Binti Mufarida, Sindonews · Kamis 14 April 2022 05:54 WIB
https: img.okezone.com content 2022 04 14 337 2578740 wapres-ramadan-momentum-untuk-jadi-umat-yang-muttaqin-8tvAHT2TJn.jpg Wapres KH Ma'ruf Amin saat salat tarawih di Masjid Baiturrahman Aceh. (Setwapres)

JAKARTA - Wakil Presiden (Wapres) KH Ma’ruf Amin menyempatkan diri melaksanakan ibadah tarawih di Masjid Baiturrahman Aceh di tengah kunjungan kerjanya, Rabu (13/4/2022) malam.

Dalam kesempatan itu, Wapres mengajak umat memanfaatkan momentum Ramadan untuk menjadikan diri sebagai umat bertakwa kepada Allah Swt.

“Para ulama, para jamaah tarawih Masjid Baiturrahman yang dimuliakan Allah, dalam bulan Ramadan yang barokah ini harus kita jadikan momentum untuk menjadikan kita orang yang bertakwa kepada Allah.

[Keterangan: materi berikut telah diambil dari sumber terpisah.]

PR #117, opened 2020-11-12
Story/tp65878 browse selection pane

bakerac4:


pep/app/utils/dom.ts
```diff
@@ -79,3 +79,17 @@ export function parseXML(input: string): XMLDocument | Error {
...
+ *
+ * @return {XSLT}
+ */
+export function loadXSLT(this: any): Promise<Document | null> {
+    return new Promise((resolve) => {
+        let request = new XMLHttpRequest();
+        request.open('GET', `/xmlToHtml.xslt`, false);
+        request.send('');
+        resolve(request.responseXML);
+    });
```
billdami, line 94: I meant to ask this way back when it was first implemented, and more curiosity then anything, but how come we went with a native browser XMLHttpRequest (and a non-async, blocking request at that), over just a normal fetch(), which should be able to handle XML responses too?

Also I think this will be a blocker if we ever want to get document rendering working in fastboot, since there is no XMLHttpRequest in node.

billdami (changes requested):

pep/app/pods/browse/journal/route.ts
```diff
@@ -0,0 +1,7 @@
+import Route from '@ember/routing/route';
+
+export default class BrowseJournal extends Route.extend({
+  // anything which *must* be merged to prototype here
+}) {
```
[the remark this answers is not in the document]
bakerac4: All of these are for future pages (just stubs) - but I can delete the classic extend

pep/app/utils/dom.ts
bakerac4: When I tried it, It didn't work. However I was able to get it to work this time. 

That being said, we wont be able to render in fastboot anyways without changes because `fetch` does not natively handle XML, but we can convert to text and then use a parser to parse the string.

pep/app/utils/dom.ts
```diff
@@ -79,3 +79,18 @@ export function parseXML(input: string): XMLDocument | Error {
...
+ */
+export function loadXSLT(this: any): Promise<Document | null> {
+    return new Promise((resolve) => {
+        fetch('/xmlToHtml.xslt').then(async (response) => {
+            const text = await response.text();
+            const xml = parseXML(text);
+            resolve(xml as Document);
+        });
+    });
+}
```
billdami, line 96: I think you'll want to do `import fetch from 'fetch';` in this file so it uses the version of `fetch()` coming from ember-fetch which is isomorphic and works in node as well.

also, don't have to change this if you don't want to, but I think this whole function could be async/await based couldn't it? e.g.

```ts
export async function loadXSLT(this: any): Promise<Document | null> {
    const response = await fetch('/xmlToHtml.xslt');
    const text = await response.text();
    const xml = parseXML(text);
    return xml as Document;
}
```

billdami (changes requested):

pep/app/utils/dom.ts
billdami: yeah good point, from what I'm seeing, to have full fastboot compatibility it looks like we'd have to treat it as text and use a third party xml parsing lib that is node-friendly.

billdami (approved):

Menjadikan kita umat yang muttaqin,” katanya saat memberikan ceramah.

“Sebab kita tidak cukup hanya menjadi muslimin, mukminin, dan muslimin, tapi harus menjadi muttaqin. Tentu saja harus menjadi mukminin, muslimin itu tidak cukup,” ucap Wapres.

KH Ma'ruf mengatakan, hanya umat yang muttaqin yang memiliki kehormatan di sisi Allah SWT. “Kenapa kita harus menjadi muttaqin? Karena di sisi Allah SWT yang memiliki kehormatan, yang memiliki kalam itu hanyalah orang yang muttaqin.”

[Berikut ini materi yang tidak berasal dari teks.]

PR #127, opened 2020-11-24
Change print format depending on display selection

bakerac4:


bakerac4:
Fixes #127

pep/app/pods/read/document/controller.ts
```diff
@@ -364,24 +364,29 @@ export default class ReadDocument extends Controller {
...
-            }
-        ]);
+        if (this.selectedView.id === SearchViewType.BIBLIOGRAPHIC) {
+            const html = this.printer.dataToBibliographicHTML(data);
+            this.printer.printHTML(html);
+        } else {
+            this.printer.printJSON<Document>(data, [
+                {
+                    field: 'authorMast',
+                    displayName: 'Author'
```
billdami, line 374: these display names should probably be translated

pep/app/services/printer.ts
```diff
@@ -1,8 +1,23 @@
...
+     * @param {Document[]} data
+     * @return {*}
+     * @memberof PrinterService
+     */
+    dataToBibliographicHTML(data: Document[]) {
+        const listItemsHtml = data.map((item) => {
+            return `<li class="mb-3 print-item">${item.authorMast}, ${item.year}, ${item.title}, ${item.documentRef}</li>`;
+        });
+        const html = `<div><ul class="list-unstyled">${listItemsHtml.join('')}</ul></div>`;
+        return html;
```
billdami, line 19: probably not worth it yet, but would be nice if we could utilize the glimmer primitives/API, and be able to put this html in a .hbs template, and then load it and render it here w/glimmer.

pep/app/services/printer.ts
```diff
@@ -11,13 +26,27 @@ export default class PrinterService extends Service {
...
+     * Print data using [PrintJS](https://printjs.crabbly.com/)
+     *
+     * @param {string} data
+     * @memberof PrinterService
+     */
+    printHTML(data: string) {
+        printJS({
+            printable: data,
+            type: 'raw-html',
+            style: `.list-unstyled { padding-left: 0; list-style: none; font-size: 12px; } .mb-3 { margin-bottom: 1rem !important; }`
```
billdami, line 47: maybe not worth it yet, but if we ever have to add/duplicate more styles to this, we should consider just doing a fetch() of the `/vendor.scss` as text and throw it in here, so you have all the bootstrap styles at your disposable. and maybe even cache the styles in this service so it only needs to be loaded once per session.

billdami (changes requested):

pep/app/services/printer.ts
bakerac4: I actually initially just imported the pep and vendor.css but then the paging didn't work. I didn't want to spend hours trying to figure out what broke it so I went this way and just included what I needed

billdami: whats the paging? But yeah loading the `pep.css` might've been the culprit (or part of it) since it has a bunch of global layout styles and stuff that probably would muck with print display majorly.

Though i just realized that we import Bootstrap in our app (pep.css) file, so just using the vendor.css only wouldn't work anyway.. we'd need to think of a way to pull that apart, or maybe just add some global print styles that override the stuff that is causing it to break in print.

billdami (approved):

Oleh karena itu, Wapres mengajak umat Islam agar di bulan Ramadan ini memperbanyak amalan-amalan supaya menjadi orang yang bertakwa.

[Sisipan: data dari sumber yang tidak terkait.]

Issue #63, opened 2020-10-06
Word Wheel


nrshapiro:
The word wheel works nicely if you type slowly enough.  However, when you know what you want to enter, and just type it at normal speed and press enter at the end, the wordwheel often pops up afterward and even stays up (most of the time?), so you have to go click to dismiss it.

Once the user presses Enter (or the search button if it's ever that slow), the word wheel event should be cancelled, and if already up, the word wheel itself dismissed.

adistasio:
I believe this to be resolved.

nrshapiro:
![2020-12-17_14h29_44](https://user-images.githubusercontent.com/4837554/102534574-fc682600-4074-11eb-8eda-b558e74f78f2.gif)

bakerac4:
@nrshapiro I believe this is been fixed somewhere along the way. Can you confirm?

nrshapiro:
Retested...popdown box now closes when you press enter.  That works.

PR #129, opened 2020-11-25
Fixing author word wheel

bakerac4:


bakerac4:
Fixes #63

pep/app/pods/components/word-wheel/component.ts
```diff
@@ -34,16 +39,20 @@ export default class WordWheel extends Component<WordWheelArgs> {
...
      * @param {string} currentWord
      * @returns {Promise<FlTypeaheadSuggestion[]>}
      */
     @action
-    async loadSuggestions(currentWord?: string): Promise<FlTypeaheadSuggestion[]> {
+    async loadSuggestions(currentWord?: string, text?: string): Promise<FlTypeaheadSuggestion[]> {
         if (currentWord?.length) {
             const params = removeEmptyQueryParams({
-                word: currentWord,
+                word: this.searchType === WordWheelSearchType.WORD ? currentWord : text,
```
billdami, line 55: I probably would've done this at the core `fl-typeahead` component level that the word-wheel is built on, as it would allow it to completely skip a lot of the complex logic it is doing to provide and insert that `currentWord` as the user types, but this is fine.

“Melalui amalan-amalan ibadah puasa. Puasa juga Allah mengatakan ujungnya adalah supaya menjadi orang yang bertakwa. Dengan (melaksanakan) salat tarawih, dengan tadarus Alquran, dengan banyak memberikan sodaqoh,” tuturnya.

Baca Juga: Dukung Pengawasan Sumber Daya Kelautan dan Perikanan, Kabupaten Morowali Hibahkan Tanah ke KKP

Wapres mengatakan tingkat kemuliaan seseorang di sisi Allah adalah orang yang bertakwa, bukan karena keturunannya. “Karena apa? Karena kalau kata Allah, karena keturunannya sama. Wahai manusia, saya jadikan kamu dari satu laki-laki dan satu perempuan. Artinya dari Nabi Adam dan Siti Hawa. Siapapun dia, keturunan apapun dia. Kalau ditanya ujungnya, semua dari Adam dan Hawa. Itulah pandangan Islam.”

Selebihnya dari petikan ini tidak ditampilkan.